Alireza Khatami’s The Things You Kill is set in a world that feels real and an illusion at the same time. He mixes elements of slow burn investigative thrillers and psychological dramas, suspense and horror, social realism and revenge films into a delirious cocktail of genres; one that is perplexing, disturbing and thought-provoking in equal measure.

The Canada-Turkey-Poland-France co-production had its world premiere at the Sundance Film Festival and after travelling to several international festivals it has now been selected as Canada’s entry to the Oscars in the Best International Feature Film category.

Ali, after being in the USA for over a decade, returns to Turkey to teach a course in translation at the university. In his free time, he can be found in his garden by the mountains in the city outskirts. A good son to his ailing mother, he is overcome with anger on getting to know the cause of her sudden suspicious death and the inhuman way she had gotten treated during his stint abroad, something that had been kept a secret from him. Things come to a head when he plans a brutal act of vengeance for her death with the help of a stranger Reza who he had hired on a whim as the gardener.

Khatami keeps catching his audience off guard, in terms of the unpredictable progress of the plot, the tonal shifts in the narrative, the changing dynamics of individual behaviour and the ever-evolving grid of relationships.

It is all about parents and progenies—mother and son and father and son. Ali’s loyalty and love for the mother stands opposed to the hostility towards the father yet the inheritance of patriarchy is inevitable. Khatami shows how toxic masculinity ravages and ruins women. As Ali himself states, “agony seems reserved solely for women”. However, the filmmaker also points at how it poisons and destroys generations of men as it is passed down the family tree. Amid all this is also an angular look at the urge to procreate and propagate families (with Ali and his wife wanting to have kids of their own) despite the noxiousness and impotence—both physical and spiritual—that often lie at their core. However, Khatami doesn’t tutor his viewers, keeps them on the edge of the seat and at unease as he makes them face up to ideas of misogyny, traumas of the past, generational guilt, crime, retribution and punishment. Quite aptly then the narrative arc comes full circle, with the film bookended by nightmares—imagined, dreamt yet awfully real and endlessly haunting.

Khatami has a powerful ensemble of actors, most so Ekin Koc as Ali and Erkan Kolcak Kostendil as Reza, two sides of the same coin or split personalities (like the director’s own name ripped in two) representing the forces of light and darkness, but eventually acting together in perfect synchronicity.

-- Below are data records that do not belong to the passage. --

Issue #301, opened 2023-08-30
Create account package


rianhughes:
This PR is broken down into the following PRS:

The following methods should be included:
- AddInvokeTransaction
- Sign
- SignInvokeTransaction
- EstimateFee
- BuildInvokeTx
- TransactionHash
- Call
- Nonce
- Other read, write and trace methods

It will also require hashing logic, and signature logic.

Later it should also incorporate the contracts package so users can easily interact with contract methods by loading the contract, like in web3py, starknet-js, etc.

Note: there is a draft PR getting everything needed to submit a correct AddInvokeTransaction [here](https://github.com/NethermindEth/starknet.go/pull/302).

PR #302, opened 2023-08-30
New account

rianhughes:
https://github.com/NethermindEth/starknet.go/issues/301


mattcoburn24 (approved):

rianhughes:
Note: look into check-summing addresses for ks

rianhughes:
Note: Hash functions will need updated after rpcv04 merge, as they depend on the transaction type. See Juno impl

rianhughes:
TestAddDeclare Fails because the spec doesn't require the ContractClass field, but the Sequencer does?? Other than that, the package should be good to review.

mattcoburn24 (approved):

.github/workflows/test_account.yml
```diff
@@ -0,0 +1,41 @@
...
+        ports:
+          - 5050:5050
+
+    steps:
+      - uses: actions/checkout@v3
+
+      - name: Set up Go
+        uses: actions/setup-go@v3
+        with:
+          go-version: 1.18
```
kirugan: I suggest using `go.mod` file. Here is how we do it in Juno (probably also need to increase setup-go version):
```
      - uses: actions/setup-go@v4.1.0
        with:
          go-version-file: go.mod
```

utils/Felt.go
```diff
@@ -31,5 +32,16 @@ func FeltToBigInt(f *felt.Felt) (*big.Int, bool) {
 }
 
 func BigIntToFelt(big *big.Int) (*felt.Felt, error) {
-	return new(felt.Felt).SetString(big.String())
+	return new(felt.Felt).SetBytes(big.Bytes()), nil
```
kirugan: Are you sure it's 1 - 1 mapping of bytes? If so let's rewrite `FeltToBigInt` function above - converting from strings probably is inefficient.

utils/Felt.go
```diff
@@ -31,5 +32,16 @@ func FeltToBigInt(f *felt.Felt) (*big.Int, bool) {
...
+}
+func FeltArrToBigIntArr(f []*felt.Felt) (*[]*big.Int, error) {
```
kirugan: Slice contains a pointer to underlying array data, can we change signature so only []*big.Int is returned (if this signature was unintentional)

kirugan: And whitespace before declaration please 🙏

utils/Test.go
```diff
@@ -15,11 +15,10 @@ func TestHexToFelt(t testing.TB, hex string) *felt.Felt {
 	return f
 }
 
-func TestBigIntToFelt(t testing.TB, big *big.Int) *felt.Felt {
+func TestBigIntToFelt(t testing.TB, big *big.Int) (*felt.Felt, error) {
```
kirugan: But error is always nil, right? 🤔

rpc/types_transaction_interfaces.go
```diff
@@ -0,0 +1,70 @@
...
+type InvokeTxnType interface{}
+
+var _ InvokeTxnType = InvokeTxnV0{}
+var _ InvokeTxnType = InvokeTxnV1{}
+
+type DeclareTxnType interface{}
+
+var _ DeclareTxnType = DeclareTxnV0{}
+var _ DeclareTxnType = DeclareTxnV1{}
+var _ DeclareTxnType = DeclareTxnV2{}
```
kirugan, line 66: Could you please check is it possible to use nil pointer here:
```
var _ Type = (*SpecificType)(nil)
```

account/hash.go
```diff
@@ -0,0 +1,72 @@
...
+		callData = append(callData, tx.ContractAddress, tx.EntryPointSelector)
+
+		if len(tx.Calldata) == 0 {
+			callData = append(callData, &felt.Zero, &felt.Zero)
+			continue
+		}
+
+		callData = append(callData, new(felt.Felt).SetUint64(uint64(len(callArray))), new(felt.Felt).SetUint64(uint64(len(tx.Calldata))+1))
+		for _, cd := range tx.Calldata {
+			callArray = append(callArray, cd)
```
kirugan: no need to add it one by one, you can unpack it and get rid of `range`:
```
callArray = append(callArray, tx.Calldata...)
```

account/account.go
```diff
@@ -0,0 +1,406 @@
...
+		provider:       provider,
+		AccountAddress: accountAddress,
+		publicKey:      publicKey,
+		ks:             keystore,
+	}
+
+	chainID, err := provider.ChainID(context.Background())
+	if err != nil {
+		return nil, err
+	}
```
cicr99, line 62: Why do this after creating `account` instance? Couldn't this have been done before so you could set `ChainId` as well when creating it?

account/account.go
```diff
@@ -0,0 +1,406 @@
...
+		calldataHash,
+		tx.MaxFee,
+		account.ChainId,
+		[]*felt.Felt{tx.Nonce},
+	)
+}
+
+func (account *Account) TransactionHashInvoke(tx rpc.InvokeTxnType) (*felt.Felt, error) {
+
+	// https://docs.starknet.io/documentation/architecture_and_concepts/Network_Architecture/transactions/#deploy_account_hash_calculation
```
cicr99: Could this be another link?
It's probably https://docs.starknet.io/documentation/architecture_and_concepts/Network_Architecture/transactions/#v0_hash_calculation or the one for invoke v1 maybe

account/account.go
```diff
@@ -0,0 +1,406 @@
...
+func (account *Account) TransactionHashDeployAccount(tx rpc.DeployAccountTxn, contractAddress *felt.Felt) (*felt.Felt, error) {
+
+	// https://docs.starknet.io/documentation/architecture_and_concepts/Network_Architecture/transactions/#deploy_account_transaction
+
+	// There is only version 1 of deployAccount txn
+	if tx.Version != rpc.TransactionV1 {
+		return nil, ErrTxnTypeUnSupported
+	}
+
+	Prefix_DEPLOY_ACCOUNT := new(felt.Felt).SetBytes([]byte("deploy_account"))
```
cicr99: Why isn't this one a global variable same as `TRANSACTION_PREFIX` and the others?

account/account.go
```diff
@@ -0,0 +1,406 @@
...
+			account.ChainId,
+			[]*felt.Felt{txn.Nonce},
+		)
+	}
+	return nil, ErrTxnTypeUnSupported
+}
+
+func (account *Account) TransactionHashDeclare(tx rpc.DeclareTxnType) (*felt.Felt, error) {
+
+	Prefix_DECLARE := new(felt.Felt).SetBytes([]byte("declare"))
```
cicr99: Should we use `DECLARE_PREFIX` instead?

account/account_test.go
```diff
@@ -0,0 +1,538 @@
...
+					Calldata: []*felt.Felt{
+						utils.TestHexToFelt(t, "0x1"),
+						utils.TestHexToFelt(t, "0x049d36570d4e46f48e99674bd3fcc84644ddd6b96f7c741b1562b82f9e004dc7"),
+						utils.TestHexToFelt(t, "0x83afd3f4caedc6eebf44246fe54e38c95e3179a5ec9ea81740eca5b482d12e"),
+						utils.TestHexToFelt(t, "0x0"),
+						utils.TestHexToFelt(t, "0x3"),
+						utils.TestHexToFelt(t, "0x3"),
+						utils.TestHexToFelt(t, "0x049d36570d4e46f48e99674bd3fcc84644ddd6b96f7c741b1562b82f9e004dc7"),
+						utils.TestHexToFelt(t, "0x1"),
+						utils.TestHexToFelt(t, "0x0"),
```
cicr99: Wouldn't it be better to use `utils.TestHexArrToFelt` directly instead?

account/account_test.go
```diff
@@ -0,0 +1,538 @@
...
+				ChainID:        "SN_MAIN",
+				FnCall: rpc.FunctionCall{
+					Calldata: []*felt.Felt{
+						utils.TestHexToFelt(t, "0x1"),
+						utils.TestHexToFelt(t, "0x5dbdedc203e92749e2e746e2d40a768d966bd243df04a6b712e222bc040a9af"),
+						utils.TestHexToFelt(t, "0x2f0b3c5710379609eb5495f1ecd348cb28167711b73609fe565a72734550354"),
+						utils.TestHexToFelt(t, "0x0"),
+						utils.TestHexToFelt(t, "0x1"),
+						utils.TestHexToFelt(t, "0x1"),
+						utils.TestHexToFelt(t, "0x52884ee3f"),
```
cicr99: Same comment here about `utils.TestHexArrToFelt`

account/account_test.go
```diff
@@ -0,0 +1,538 @@
...
+					utils.TestHexToFelt(t, "0x1"),
+					utils.TestHexToFelt(t, "0x49d36570d4e46f48e99674bd3fcc84644ddd6b96f7c741b1562b82f9e004dc7"),
+					utils.TestHexToFelt(t, "0x83afd3f4caedc6eebf44246fe54e38c95e3179a5ec9ea81740eca5b482d12e"),
+					utils.TestHexToFelt(t, "0x0"),
+					utils.TestHexToFelt(t, "0x3"),
+					utils.TestHexToFelt(t, "0x3"),
+					utils.TestHexToFelt(t, "0x49d36570d4e46f48e99674bd3fcc84644ddd6b96f7c741b1562b82f9e004dc7"),
+					utils.TestHexToFelt(t, "0x1"),
+					utils.TestHexToFelt(t, "0x0"),
+				},
```
cicr99: Same comment here about `utils.TestHexArrToFelt`

account/account.go
rianhughes: Yes, we could pass chainId in as a variable but this is much easier to work with imo, and it's less error prone (especially for new users)

rpc/types_transaction_interfaces.go
rianhughes: Yes, you can use nil pointer here.

In principle, I think you can pass any type in place of DeclareTxnType since it's just an empty interface, so this doesn't constrain what types are allowed. But it's just the best way I can think of to categorise types like DeclareTxnV0. Would love to know if there's a better/cleaner way

utils/Test.go
rianhughes: I don't think so, because you can pass in invalid strings ["!InValid:)"]

cicr99 (approved):
lgtm

rpc/types_transaction_interfaces.go
kirugan: Ah I see, forgot that it's an empty interface. If you want constraint your interfaces with types you can introduce an empty method like:
```
type SomeCommonType interface {
     SomeCommonType()
 }
 
 type Concrete struct{}
 func (c Concrete) SomeCommonType()
 ```
 Not sure that we need it here IMO. One benefit of using pointers instead of structs - no memory taken by these unused structs (but maybe compiler already optimized for that)

rianhughes: Unfortunately there's no common field for the transactions.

With cinematographer Bartosz Swiniarski, Khatami plays with the landscape— the confinement of the cage-like home and the dry expanse of the garden, a visual evocation of Ali’s own familial discord and infertility respectively. But most of all Khatami takes us on a fascinating journey into the contours of the mind of a man. Ali’s real being and who he becomes when possessed by depravity and taken over by brutality. His conscious and unconscious selves, the many masks he wears, and the anxieties and existential crises that inform the core of his life.

The Things You Kill is an unhurried but riveting ride of a film, rich in subtexts and profundities and the many riddles, meanings and metaphors that Khatami leaves for the audience to plumb into and decipher.